Living wage policies have been in place since the mid 1990s and are now in some 140 municipalities and counties in the U.S., including Boston, Chicago, San Francisco, Los Angeles and New York. In London, U.K., more than 115 firms have committed to pay a living wage. In British Columbia, the New Westminster city council adopted a living wage policy this year for all municipal and contracted service staff. Esquimalt, B.C., has also adopted a Living Wage policy. If Hamilton adopted a Living Wage, we wouldn’t be the first municipality in Canada, but we’d be the first big city in Canada to have such a policy.

Although living wage policies vary in terms of the wage and who is covered, there is clear evidence from these policies in the U.S. and elsewhere of the benefits and costs of a living wage.

For example, the costs of New Westminster’s living wage policy are estimated to be less than a quarter of 1 per cent of the city budget. A survey of 20 cities with living wage policies in the U.S. found costs tend to be less than one-tenth of 1 per cent of city budgets. Since the costs of a living wage are usually only a small part of the total costs of doing business, the cost impact is usually modest or negligible. Several studies conclude that where living wage policies are applied to city contracts, the costs of the contracts did not rise much, and sometimes declined. Contract bidding remained competitive or improved. Living wages can also lead to more efficient provision of public services.

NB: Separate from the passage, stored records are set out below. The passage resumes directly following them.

PR #2208, opened 2016-03-18
CE-3522: Share state between components

lukaszkonieczny:
## Links

* https://wikia-inc.atlassian.net/browse/CE-3522

## Description

The blue dot didn't disappear from site navigation after going to RWA.
We added service to store the current blue dot state.

## Reviewers


rogatty:
>If we want to share state of mixin property between components, this property must be an array or an object.

This sounds like a hack :) And yes, I'm aware that we do this in other places too, but this this might be a good opportunity to introduce a better solution - service. Services are designed exactly for that - sharing state between multiple components.

bognix:
Exactly what Igor said.
Mixins are good for abstracting the common part between two components not for sharing state

lukaszkonieczny:
ready for CR @Wikia/x-wing

azarek:
Testing LGTM

front/main/app/services/new-features-badges.js
```diff
@@ -0,0 +1,50 @@
...
+		const badgesCookie = Ember.$.cookie('seenNewBadgeFor');
+
+		let features = [];
+
+		if (badgesCookie) {
+			features = JSON.parse(badgesCookie);
+		}
+		this.set('features', features);
+	},
+	/**
```
rogatty: How about using a single `\n` above JSDocs? IMHO it improves readibility and is used in the most of other files.

rogatty:
LGTM but what do you think about adding unit tests for the service methods?

front/main/app/services/new-features-badges.js
```diff
@@ -0,0 +1,50 @@
+import Ember from 'ember';
+import {getDomain} from '../utils/domain';
+
+export default Ember.Service.extend({
+	currentUser: Ember.inject.service(),
+	features: null,
+	init() {
+		const badgesCookie = Ember.$.cookie('seenNewBadgeFor');
```
kamilkoterba: The name of the cookie is same as it used to be, but you changed format from string to array, so if a user has it set to previous string 'recent-wiki-activity' you get error `Uncaught SyntaxError: Unexpected token r` trying `JSON.parse` on it, causing whole app stop further working.

rogatty: Perfect case to test against :)

front/main/tests/unit/services/new-features-badges-test.js
```diff
@@ -0,0 +1,117 @@
...
+
+moduleFor('service:new-features-badges', {
+	beforeEach: function () {
+		Ember.$.removeCookie('seenNewBadgeFor');
+	}
+});
+
+function setUpService(service, cookies) {
+	Ember.$.cookie('seenNewBadgeFor', JSON.stringify(cookies));
+	service.init();
```
rogatty: Isn't `init` run on `this.subject()`? If it is, we probably shouldn't run it twice.

front/main/tests/unit/services/new-features-badges-test.js
```diff
@@ -0,0 +1,117 @@
...
+	});
+
+	setUpService(service, ['feature-one', 'featureTwo']);
+
+	assert.equal(service.shouldDisplay('feature-one'), false);
+	assert.equal(service.shouldDisplay('featureTwo'), false);
+	assert.equal(service.shouldDisplay('feature3'), true);
+});
+
+test('should display badge only for logged in users and user is not', function (assert) {
```
rogatty: Instructions not clear ;)

front/main/tests/unit/services/new-features-badges-test.js
```diff
@@ -0,0 +1,117 @@
...
+	const service = this.subject();
+
+	service.set('currentUser', {
```
rogatty: You set a property and then run `init` in `setUpService`. Seems a little bit messy.

rogatty:
LGTM

front/main/app/services/new-features-badges.js
```diff
@@ -0,0 +1,61 @@
...
+		}
+
+		return !this.get('features').contains(featureName);
+	},
+
+	/**
+	 * Store information that user has seen information about new feature
+	 *
+	 * @param {string} featureName
+	 * @param {int} expires (default 10 years - 10 * 365)
```
vforge: `@param {number} [expires=10*365]`

front/main/app/services/new-features-badges.js
```diff
@@ -0,0 +1,61 @@
...
+	 * @param {string} path
```
vforge: `@param {string} [path='/']`

front/main/tests/unit/services/new-features-badges-test.js
```diff
@@ -0,0 +1,112 @@
...
+import {test, moduleFor} from 'ember-qunit';
+
+moduleFor('service:new-features-badges', {
+	beforeEach() {
+		Ember.$.removeCookie('seenNewBadgeFor');
+	}
+});
+
+/**
+ * Set cookies for the test
```
vforge: Please do not add not meaningful descriptions - here and in other places.

If function's name describes pretty clear what it does, we don't need description.

PR #2210, opened 2016-03-18
CE-3527 Reset iOS related properties also

adamkarminski:
## Links

* http://wikia-inc.atlassian.net/browse/CE-3527

## Description

The fix for banner not being reset on iOS when a user went to another route.

## Reviewers

@Wikia/community-engineering


lukaszkonieczny:
LGTM

PR #2213, opened 2016-03-21
CE-3492 Add ability to downvote

kamilkoterba:
## Links

* http://wikia-inc.atlassian.net/browse/JIRA-3492

## Description
Adding ability to downvote

## Reviewers

@Wikia/community-engineering, @Wikia/x-wing

### DIFF
--- a/front/main/app/components/article-diff.js
+++ b/front/main/app/components/article-diff.js
@@ -5,10 +5,10 @@ export default Ember.Component.extend({
 	currentUser: Ember.inject.service(),
 	currentUserUpvoteId: Ember.computed('model.upvotes', 'currentUser.userId', function () {
 		const upvotes = this.get('model.upvotes'),
-			currentUserUpvote = upvotes ? upvotes.filterBy(
+			currentUserUpvote = upvotes ? upvotes.findBy(
 				'from_user',
 				String(this.get('currentUser.userId'))
-			)[0] : null;
+			) : null;
 
 		return currentUserUpvote ? currentUserUpvote.id : null;
 	}),
--- a/front/main/app/components/article-diff.js
+++ b/front/main/app/components/article-diff.js
@@ -15,9 +15,5 @@ export default Ember.Component.extend({
 	userNotBlocked: Ember.computed.not('currentUser.isBlocked'),
 	showButtons: Ember.computed.and('currentUser.isAuthenticated', 'userNotBlocked'),
 	showDiffLink: false,
-	upvoted: Ember.computed.bool('currentUserUpvoteId'),
-	classUpvote: Ember.computed('upvoted', function () {
-		return this.get('upvoted') ? 'diff-page__upvote--upvoted' : 'diff-page__upvote';
-	})
-
+	upvoted: Ember.computed.bool('currentUserUpvoteId')
 });
--- a/front/main/app/components/article-diff.js
+++ b/front/main/app/components/article-diff.js
@@ -3,6 +3,16 @@ import Ember from 'ember';
 export default Ember.Component.extend({
 	classNames: ['diff-page'],
 	currentUser: Ember.inject.service(),
+	currentUserUpvoteId: Ember.computed(function () {
+		const upvotes = this.get('model.upvotes');
+
+		for (const upvote of upvotes) {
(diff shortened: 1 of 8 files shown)


front/main/app/components/article-diff.js
```diff
@@ -3,6 +3,16 @@ import Ember from 'ember';
 export default Ember.Component.extend({
 	classNames: ['diff-page'],
 	currentUser: Ember.inject.service(),
+	currentUserUpvoteId: Ember.computed(function () {
```
lukaszkonieczny: Actually this is what `upvoted` method is doing as well so you could use just one property

front/main/app/components/article-diff.js
```diff
@@ -3,6 +3,16 @@ import Ember from 'ember';
...
+		const upvotes = this.get('model.upvotes');
+
+		for (const upvote of upvotes) {
```
lukaszkonieczny: Could we use `filterBy` Ember method?

front/main/app/components/article-diff.js
```diff
@@ -16,4 +26,10 @@ export default Ember.Component.extend({
 	classUpvote: Ember.computed('upvoted', function () {
 		return this.get('upvoted') ? 'diff-page__upvote--upvoted' : 'diff-page__upvote';
 	}),
+
+	actions: {
```
lukaszkonieczny: Do we need to catch it here and resend to controller?

front/main/app/models/article-diff.js
```diff
@@ -87,6 +88,40 @@ const ArticleDiffModel = Ember.Object.extend({
...
+	 * @param {int} userId user ID who made an edit
+	 * @returns {Ember.RSVP.Promise}
+	 */
+	downvote(upvoteId, userId) {
+		return new Ember.RSVP.Promise((resolve, reject) => {
+			getEditToken(this.title)
+				.then((token) => {
+					Ember.$.ajax({
+						url: M.buildUrl({
+							path: '/wikia.php?controller=RevisionUpvotesApiController&method=removeUpvote',
```
lukaszkonieczny: You should define `controller` and `method` inside `data object

kamilkoterba: nope, it won't work this way.
Wikia's MediaWiki is choosing WikiaApiController based on GET parameters and this is POST request.

front/main/app/components/article-diff.js
```diff
@@ -3,17 +3,17 @@ import Ember from 'ember';
 export default Ember.Component.extend({
 	classNames: ['diff-page'],
 	currentUser: Ember.inject.service(),
+	currentUserUpvoteId: Ember.computed('model.upvotes', 'currentUser.userId', function () {
+		const upvotes = this.get('model.upvotes'),
+			currentUserUpvote = upvotes ? upvotes.filterBy(
```
Grunny: `.findBy` will do the same as `.filterBy` but only return the first match, which is what you're doing here.

front/main/app/controllers/article-diff.js
```diff
@@ -125,6 +132,35 @@ export default Ember.Controller.extend(
 			},
 
 			/**
+			 * Send info to server that user downvoted a revision
+			 * @param {int} upvoteId ID of upvote record to remove
+			 * @param {int} userId user ID who made an edit
+			 * @returns {void}
+			 */
+			downvote(upvoteId, userId) {
```
Grunny: As a general comment, I think we should rename the `downvote` methods to `removeUpvote` or something similar so the code is clear about what that methods actually do. "downvote" suggests a separate action like "dislike" rather than simply undoing a previous upvote.

front/main/app/models/article-diff.js
lukaszkonieczny: I cannot say i'm not surprised ;p Thanks Kamil!
In this case I think you could use `query` property of `M.buildUrl`

kamilkoterba: Thanks. Addressed here b2580916a2b81f13a5322e2963302ed5e70e9bd5

front/main/app/controllers/article-diff.js
kamilkoterba: Thanks. Addressed here d6bdd28907d58b01d4e095ecd858bbf99a436ab3

PR #2219, opened 2016-03-22
DAT-3921 add focusing on inputs in Infobox Builder

dianafa:
## Links

https://wikia-inc.atlassian.net/browse/DAT-3921

## Description
Add focusing on input fields when displaying sidebar.

## Reviewers

@RafLeszczynski

### DIFF
--- a/front/main/app/mixins/infobox-builder-edit-item.js
+++ b/front/main/app/mixins/infobox-builder-edit-item.js
@@ -20,14 +20,16 @@ export default Ember.Mixin.create(
 		 * @returns {void}
 		 */
 		focusFirstInput() {
-			const input = this.$('.text-field-input');
-			let firstInput;
+			const inputs = this.$('.text-field-input');
+			let firstInput,
+				inputProperties;
 
-			if (input) {
-				firstInput = input.first().get(0);
-				input.first().focus();
+			if (inputs) {
+				firstInput = inputs.first();
+				inputProperties = firstInput.get(0);
+				firstInput.focus();
 				// required for moving cursor to the end of input on FF
-				firstInput.selectionStart = firstInput.selectionEnd = firstInput.value.length;
+				inputProperties.selectionStart = inputProperties.selectionEnd = inputProperties.value.length;
 			}
 		},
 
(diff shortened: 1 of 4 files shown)


front/main/app/mixins/infobox-builder-edit-item.js
```diff
@@ -6,7 +6,33 @@ export default Ember.Mixin.create(
...
+		 * Focuses on the end of the first text input element of this component
+		 * @returns {void}
+		 */
+		focusFirstInput() {
+			const input = this.$('.text-field-input');
+			let firstInput;
+
+			if (input) {
+				firstInput = input.first().get(0);
+				input.first().focus();
```
RafLeszczynski: Please consider avoiding duplication DOM traversal. Consider caching `input.first()` in local variable.

RafLeszczynski:
One small optimisation proposal. Except that LGTM

front/main/app/mixins/infobox-builder-edit-item.js
```diff
@@ -6,7 +6,35 @@ export default Ember.Mixin.create(
...
+		/**
+		 * Focuses on the end of the first text input element of this component
+		 * @returns {void}
+		 */
+		focusFirstInput() {
+			const inputs = this.$('.text-field-input');
+			let firstInput,
+				inputProperties;
+
+			if (inputs) {
```
bognix: It will always be truthy - check in console: `!!$('not-existing-tag')`

bognix:
two minor things - when fixed - LGTM

front/main/app/mixins/infobox-builder-edit-item.js
RafLeszczynski: that's true cause you will always receive jQuery collection object. If there won't be any elemenets with class name `.text-field-input` this collection will have `length = 0`

RafLeszczynski: we did have an issue with ember liquid fire (used here before, now removed) that `didRender` hook was fired twice and in second call `this.$('.text-field-input');` returns `undefined`

RafLeszczynski:
LGTM if build passes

In contrast, the cost of low wages is high. Low pay means less money circulating in the community to buy goods and services from local businesses and to pay taxes for social services. Low pay means stressed-out parents taking on multiple low-paying jobs and more hours of work to make ends meet. To do this, they sacrifice time with their children and opportunities to take part in community activities. Children in poverty tend not do as well in school or socially. After they grow up, they suffer more job insecurity, unemployment and health problems.

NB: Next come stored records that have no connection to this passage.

PR #2224, opened 2016-03-22
CE-3334 Display a byte change of a given change

adamkarminski:
## Links
* http://wikia-inc.atlassian.net/browse/CE-3334
* https://github.com/Wikia/app/pull/10044

## Description
Display byte change for a given diff.

## Reviewers
@Wikia/community-engineering


Grunny:
Code LGTM, but it would be missing the acceptance criteria "Please use proper thousands separators (123 | 1,234 | 1,234,567)", right? So, we may want to consider how best to ensure the number is formatted correctly for the user's language.

front/main/app/services/numeral-locale.js
```diff
@@ -0,0 +1,69 @@
...
+		it: '/front/vendor/assets/numeral/it.js',
+		ja: '/front/vendor/assets/numeral/ja.js',
+		pl: '/front/vendor/assets/numeral/pl.js',
+		'pt-br': '/front/vendor/assets/numeral/pt-br.js',
+		ru: '/front/vendor/assets/numeral/ru.js',
+		'zh-cn': '/front/vendor/assets/numeral/zh-cn.js',
+		'zh-tw': '/front/vendor/assets/numeral/zh-tw.js'
+	},
+	/**
+	 * Changes status of downloading moment's locale to trigger helper's observers
```
Grunny: Copy and paste from moment-locale? ;)

adamkarminski: Noooo dad... <not looking you in the eye...>

adamkarminski:
@Grunny - Updated :)

front/main/app/helpers/localize-number.js
```diff
@@ -0,0 +1,34 @@
+import Ember from 'ember';
+
+/**
+ * A helper allowing you to localize numbers in your templates.
+ * Usage: {{number (true)}}. If you pass true as the second parameter, the number will be signed
```
rogatty: Something is wrong with this example. I see that you use it in form
```
{{localize-number model.lengthChange true}}
```
so let's put something similar here.

front/main/app/services/numeral-locale.js
```diff
@@ -0,0 +1,69 @@
...
+	},
+	/**
+	 * Changes numeral locale to en. It's loaded by default, so we don't need to download it
+	 *
+	 * @return {void}
+	 */
+	setEnLocale() {
+		numeral.language('en');
+		// Change status when moment finished changing locale
+		Ember.run.next(() => {
```
rogatty: Why do we use `Ember.run.next` here while in `loadLocale()` we just call `this.changeLoadingStatus()` immediately after setting the language? What's the difference?

front/main/app/helpers/localize-number.js
adamkarminski: True, sorry.

rogatty:
LGTM

azarek:
LGTM

PR #2383, opened 2016-04-21
Changed the order to decending

d34th4ck3r:
## Links

* http://wikia-inc.atlassian.net/browse/JPN-396

Changed the order to decreasing by year.


d34th4ck3r:
@perjg Can you check?

perjg:
LGTM

PR #2386, opened 2016-04-21
ramove style referencing to unexisting class

RafLeszczynski:
Fix broken ember build after node-sass dependency upgrade

## Reviewers

@Wikia/x-wing @SebastianMarzjan


rogatty:
LGTM

SebastianMarzjan:
Yep, removing a reference to non-existent class makes perfect sense

PR #2387, opened 2016-04-21
ramove style referencing to unexisting class - to release

RafLeszczynski:
## Description

Fix broken ember build after node-sass dependency upgrade. The removed line probably was always causing error but before last node-sass upgrade it was silent.

https://github.com/sass/libsass/issues/1670

## Reviewers

@Wikia/x-wing


rogatty:
LGTM

PR #2389, opened 2016-04-21
XW-1422 | Bring back title encoding

rogatty:
## Links

* https://wikia-inc.atlassian.net/browse/XW-1422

Low wages and poverty also mean higher health care costs. More educational services, food banks, housing programs, and other public services are needed. Policing costs can go up. All of those costs have a much higher, long-term impact on municipal budgets. They can also deter businesses from investing in the local economy.

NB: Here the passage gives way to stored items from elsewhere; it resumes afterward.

PR #2395, opened 2016-04-22
Nav redesign

SebastianMarzjan:
## Links
* https://wikia-inc.atlassian.net/browse/DAT-4060

## Description
This is a redesign of navigation in Mercury


front/main/app/components/article-wrapper.js
```diff
@@ -133,7 +133,7 @@ export default Ember.Component.extend(
 			 * @returns {void}
 			 */
 			expandSideNav() {
```
RafLeszczynski: please consider changing name of this action to `expandDrawer`

front/main/app/components/wikia-nav.js
```diff
@@ -0,0 +1,71 @@
...
+
+		currentUser: Ember.inject.service(),
+		isUserAuthenticated: Ember.computed.oneWay('currentUser.isAuthenticated'),
+
+		logoutLink: M.buildUrl({
+			namespace: 'Special',
+			title: 'UserLogout'
+		}),
+
+		userProfileLink: Ember.computed('currentUser.name', function () {
```
RafLeszczynski: you could cache `computed` in local const

front/main/app/components/wikia-nav.js
```diff
@@ -0,0 +1,71 @@
...
+			return M.buildUrl({
+				namespace: 'User',
+				title: this.get('currentUser.name')
+			});
+		}),
+
+		actions: {
+			onClick(item) {
```
RafLeszczynski: add JSDoc

front/main/app/components/wikia-nav.js
```diff
@@ -0,0 +1,71 @@
...
+				track({
+					action: trackActions.click,
+					category,
+					label
+				});
+			}
+		},
+
+		scrollTop() {
+			Ember.$('.wikia-drawer__content').scrollTop(0);
```
RafLeszczynski: if `scrollTop` is called more than ones please consider caching jQuery collection for `.wikia-drawer__content` in local variable

front/main/app/components/wikia-search.js
```diff
@@ -57,15 +57,6 @@ export default Ember.Component.extend(
 				window.location.assign(`${Mercury.wiki.articlePath}Special:Search?search=${value}&fulltext=Search`);
 			},
```
RafLeszczynski: does search get autofocus on drawer open???

front/main/app/models/wikia-nav.js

Low wages contribute to a self-reinforcing downward cycle, as employers are pressured to compete based on lower wages rather than better products and services.

Overall, the available studies conclude that there have been no or only small employment losses due to living wage policies. In Boston and Los Angeles, for example, the living wage policies have had no impact on the level of employment. Studies of living wage policies in San Francisco and elsewhere concluded that employment increased.

A Canadian study found little impact one way or the other.

Employers also benefit. According to multiple studies, benefits to employers who adopt a living wage can include lower employee turnover, less absenteeism, and lower recruitment and training costs. In Britain, the international accounting firm KPMG, for example, cut its turnover rates in half and reduced its training costs after adopting a living wage policy. Employers can also benefit from improved “brand” images, higher employee morale, and increased productivity. As an added benefit, Hamilton employers who voluntarily adopt living wage policies would receive public recognition.

Emphasizing the links between living wages and health and business performance, the Conference Board of Canada is calling on governments to make the business case for a living wage and to serve as a role model for other employers. Growing numbers of employers in the U.S., U.K., Canada and elsewhere see the benefits of a living wage policy.

A living wage policy for Hamilton makes economic sense. It’s also the right thing to do.

Don Wells is a member of the McMaster Community Poverty Initiative, a partnership of community groups and McMaster staff, students and faculty who are working together to reduce poverty in Hamilton. He is part of the Living Wage Working Group and teaches Labour Studies and Political Science at McMaster University.